Why it matters: Many medicinal herbs also live in the food, spice, nutraceutical, and wellness economy. Turmeric, ginger, ashwagandha, triphala ingredients, and others must be positioned responsibly. Export growth depends on quality documentation, claim discipline, residue testing, contaminant control, traceability, and globally acceptable communication.

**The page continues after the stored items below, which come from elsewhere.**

Issue #406, opened 2024-06-25
Refactor tests for virtual instruction sequences


moodlezoup:
Write a test macro or util function for virtual sequences, similar to the `jolt_instruction_test` [macro](https://github.com/a16z/jolt/blob/main/jolt-core/src/jolt/instruction/test.rs)

Then refactor the tests for `DIV`, `DIVU`, `MUL`, `MULHSU`, `REM`, and `REMU` to use the new macro/function

PR #422, opened 2024-07-21
Refactor tests for virtual sequences

tumberger:
Quick refactor to address #406


moodlezoup (commented):
Looking good, thanks for taking this on! 

Let's add a `sequence_output` function to the `VirtualInstructionSequence` trait which computes the result from the operands x and y. This would allow us to move the remaining test logic (i.e. generating the random x and y values, generating the random registers, and computing the expected result) into the macro

moodlezoup:
Perfect, could you just fix the fmt and clippy errors?

tumberger:
Of course, I believe it's fixed now!

PR #424, opened 2024-07-22
fix: add deserialize function and change types to RV32IHyraxProof in wasm-related code

sebasti810:
- added serialize_to_bytes and deserialize_from_bytes methods to RV32IHyraxProof.
- modified imports to include RV32IHyraxProof in wasm.
- updated deserialization logic in verify_wasm_fn_name to use RV32IHyraxProof::deserialize_from_bytes.


sragss (approved):
LGTM. We should implement this logic more generically going forward. Issue here #425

Source: PIB · AYUSHEXCIL–Spices Board MoU (PRID 2265130) ↗
DIGITAL HEALTH & AI
Ayush Pavilion at India-AI Impact Summit highlights citizen-centric AI
In February 2026, the Ministry of Ayush showcased citizen-centric AI innovations focused on holistic health and wellbeing at the India-AI Impact Summit — reflecting the growing intersection between Ayush, digital public health, and artificial intelligence.
Why it matters: AI can support education, clinical documentation, decision-support, pharmacovigilance, drug research, manuscript digitization, personalized wellness, and public-health communication. But digital Ayurveda must be evidence-aware, transparent, safe, explainable, and clinically responsible — deepening Ayurveda’s integrity, not diluting it into generic wellness content.
Source: PIB · Ayush Pavilion, India-AI Summit (PRID 2229381) ↗
EDITORIAL VIEW
From isolated excellence to organized systems
February to May 2026 gives Ayurveda a clear direction: the future belongs to evidence-ready, safety-conscious, biodiversity-respecting, digitally capable, and globally literate Ayurveda.
The sector must now move from isolated excellence to organized systems. Medicinal plants need conservation and supply-chain intelligence. Products need pharmacopoeial discipline and contaminant control. Practitioners need competency-based training. Researchers need robust protocols. Digital innovators need safety and evidence governance. Exporters need quality documentation and responsible claims.
Ayurveda’s greatest strength is its deep civilizational wisdom. But its global future will depend on how well that wisdom is translated into standards, systems, science, and service.
CAYEIT helps translate Ayurveda’s classical foundations into globally legible systems: reproducible quality frameworks, evidence-first research pathways, responsible digital innovation, and safety-centered governance. We support practitioners, educators, researchers, and innovators with tools, standards, and training that enable Ayurveda to scale with credibility.